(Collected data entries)
--------

PR #5959, opened 2024-06-21
fix(compass-sidebar): fixes the filtering behaviour for databases and collections COMPASS-8026

himanshusinghs:
## Description
This PR brings back the original filtering behaviour that was bugged in one of the recent changes. Ideally when you are filtering and the filter matches the database then all of the collections of the database must get listed (regardless of collections matching the filter or not).

### Checklist

## Motivation and Context

- [ ] Bugfix
- [ ] New feature
- [ ] Dependency update
- [ ] Misc

## Types of changes

- [ ] *Backport Needed*

### DIFF
--- a/packages/compass-sidebar/src/components/legacy/sidebar-databases-navigation.tsx
+++ b/packages/compass-sidebar/src/components/legacy/sidebar-databases-navigation.tsx
@@ -45,14 +45,16 @@ const filterDatabases = (
 ): FilteredDatabase[] => {
   const results: FilteredDatabase[] = [];
   for (const db of databases) {
-    const isMatch = regex.test(db.name);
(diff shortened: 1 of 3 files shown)


lerouxb (approved):

paula-stacho:
wait, what does listed mean? we want them included, but not expanded

paula-stacho (changes requested):
This is not a change request, more of discussion request :) I removed the behaviour intentionally to improve the search for longer lists, where including "non-matches" in the results makes it harder to spot the actual results (they might even be out of sight below all the other items). The user can still expand the filter results, so we need to include the children. But they don't need to clutter the search results.
Sorry if I failed to make that clear before! 
I can see how in some scenarios the original approach might be better, so maybe we can discuss this with design again!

--------

▸ WORK REQUEST: Would you output every entry exactly as it was written?

▸ WORKED SOLUTION:
PR #5959, opened 2024-06-21
fix(compass-sidebar): fixes the filtering behaviour for databases and collections COMPASS-8026

himanshusinghs:
## Description
This PR brings back the original filtering behaviour that was bugged in one of the recent changes. Ideally when you are filtering and the filter matches the database then all of the collections of the database must get listed (regardless of collections matching the filter or not).

### Checklist

## Motivation and Context

- [ ] Bugfix
- [ ] New feature
- [ ] Dependency update
- [ ] Misc

## Types of changes

- [ ] *Backport Needed*

### DIFF
--- a/packages/compass-sidebar/src/components/legacy/sidebar-databases-navigation.tsx
+++ b/packages/compass-sidebar/src/components/legacy/sidebar-databases-navigation.tsx
@@ -45,14 +45,16 @@ const filterDatabases = (
 ): FilteredDatabase[] => {
   const results: FilteredDatabase[] = [];
   for (const db of databases) {
-    const isMatch = regex.test(db.name);
(diff shortened: 1 of 3 files shown)


lerouxb (approved):

paula-stacho:
wait, what does listed mean? we want them included, but not expanded

paula-stacho (changes requested):
This is not a change request, more of discussion request :) I removed the behaviour intentionally to improve the search for longer lists, where including "non-matches" in the results makes it harder to spot the actual results (they might even be out of sight below all the other items). The user can still expand the filter results, so we need to include the children. But they don't need to clutter the search results.
Sorry if I failed to make that clear before! 
I can see how in some scenarios the original approach might be better, so maybe we can discuss this with design again!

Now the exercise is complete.